## WORK INSTRUCTIONS
Lines in the listing below that include the word "collections" need to be copied.

## ENTRIES PROVIDED
PR #10256, opened 2022-08-30
Fixes #35412 - Allow syncing collections without tags

sjha4:
Allow syncing collections without tags
1. Create an ansible repo with upstream url as https://galaxy.ansible.com/ and requirements field as:
```
---
collections:
- name: alikins.collection_inspect
```
2. Sync repo

Without this PR, you'll see the error in index_content step of sync: 
```
ArgumentError
Empty list of attributes passed
```

With this PR: Sync should happen successfully.


chris1984 (approved):
ACK, with patch, repo syncs correctly.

## RESPONSE TO THE TASK
Fixes #35412 - Allow syncing collections without tags
Allow syncing collections without tags
collections:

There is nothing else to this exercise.